Check each line of the entries below for the word "which" and state only how many lines have it.

= Beginning of Section =

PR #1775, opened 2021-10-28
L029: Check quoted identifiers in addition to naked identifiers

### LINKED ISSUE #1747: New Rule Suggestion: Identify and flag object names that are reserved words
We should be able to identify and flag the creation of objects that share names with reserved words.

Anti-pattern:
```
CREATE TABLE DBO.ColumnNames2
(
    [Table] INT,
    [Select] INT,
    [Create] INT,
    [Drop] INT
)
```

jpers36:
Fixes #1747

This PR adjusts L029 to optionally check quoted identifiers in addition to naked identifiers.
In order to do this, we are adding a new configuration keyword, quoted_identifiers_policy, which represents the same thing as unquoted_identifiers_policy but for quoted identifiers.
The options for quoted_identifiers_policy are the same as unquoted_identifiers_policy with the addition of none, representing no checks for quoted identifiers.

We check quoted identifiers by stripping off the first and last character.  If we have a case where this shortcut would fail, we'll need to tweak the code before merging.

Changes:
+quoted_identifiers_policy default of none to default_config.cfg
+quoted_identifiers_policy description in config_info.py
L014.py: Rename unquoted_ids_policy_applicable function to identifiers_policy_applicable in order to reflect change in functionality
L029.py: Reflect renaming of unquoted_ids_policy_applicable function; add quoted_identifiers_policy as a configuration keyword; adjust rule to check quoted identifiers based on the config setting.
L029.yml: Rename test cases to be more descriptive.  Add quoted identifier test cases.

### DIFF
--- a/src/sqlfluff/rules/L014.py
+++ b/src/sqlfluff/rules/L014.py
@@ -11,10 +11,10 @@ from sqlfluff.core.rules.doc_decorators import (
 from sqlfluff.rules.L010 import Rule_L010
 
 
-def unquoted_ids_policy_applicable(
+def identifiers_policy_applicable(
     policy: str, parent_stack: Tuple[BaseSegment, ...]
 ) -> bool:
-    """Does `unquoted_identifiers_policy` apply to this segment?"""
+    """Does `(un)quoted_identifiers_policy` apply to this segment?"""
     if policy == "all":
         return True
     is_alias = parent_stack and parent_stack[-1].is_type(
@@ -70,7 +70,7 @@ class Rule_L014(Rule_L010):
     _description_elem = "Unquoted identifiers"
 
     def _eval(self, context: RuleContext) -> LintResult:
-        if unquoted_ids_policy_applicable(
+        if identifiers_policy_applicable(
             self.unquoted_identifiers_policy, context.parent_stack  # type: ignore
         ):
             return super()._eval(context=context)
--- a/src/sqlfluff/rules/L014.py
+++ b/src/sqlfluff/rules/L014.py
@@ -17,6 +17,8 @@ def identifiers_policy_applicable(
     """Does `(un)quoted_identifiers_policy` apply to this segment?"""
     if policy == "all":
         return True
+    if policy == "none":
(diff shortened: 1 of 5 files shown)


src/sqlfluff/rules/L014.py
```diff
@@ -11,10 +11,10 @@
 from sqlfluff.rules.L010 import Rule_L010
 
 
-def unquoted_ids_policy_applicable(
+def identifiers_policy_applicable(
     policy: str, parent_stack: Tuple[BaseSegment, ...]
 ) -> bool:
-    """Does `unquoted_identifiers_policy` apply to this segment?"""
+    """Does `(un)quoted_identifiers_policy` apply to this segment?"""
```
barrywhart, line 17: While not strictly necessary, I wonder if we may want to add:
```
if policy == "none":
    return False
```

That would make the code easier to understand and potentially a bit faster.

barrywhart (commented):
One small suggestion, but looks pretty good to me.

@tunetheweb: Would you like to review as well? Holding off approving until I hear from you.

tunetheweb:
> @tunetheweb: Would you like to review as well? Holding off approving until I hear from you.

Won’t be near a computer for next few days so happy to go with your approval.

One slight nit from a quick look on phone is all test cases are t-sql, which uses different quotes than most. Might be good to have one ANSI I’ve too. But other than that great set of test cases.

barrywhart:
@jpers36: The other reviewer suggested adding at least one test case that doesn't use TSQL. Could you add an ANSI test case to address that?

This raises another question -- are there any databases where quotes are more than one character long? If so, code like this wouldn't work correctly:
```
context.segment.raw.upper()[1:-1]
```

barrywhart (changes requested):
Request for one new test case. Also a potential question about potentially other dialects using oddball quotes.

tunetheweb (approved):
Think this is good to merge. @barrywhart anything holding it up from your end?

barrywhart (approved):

= End of Section =

▶ _Exercise result_: 2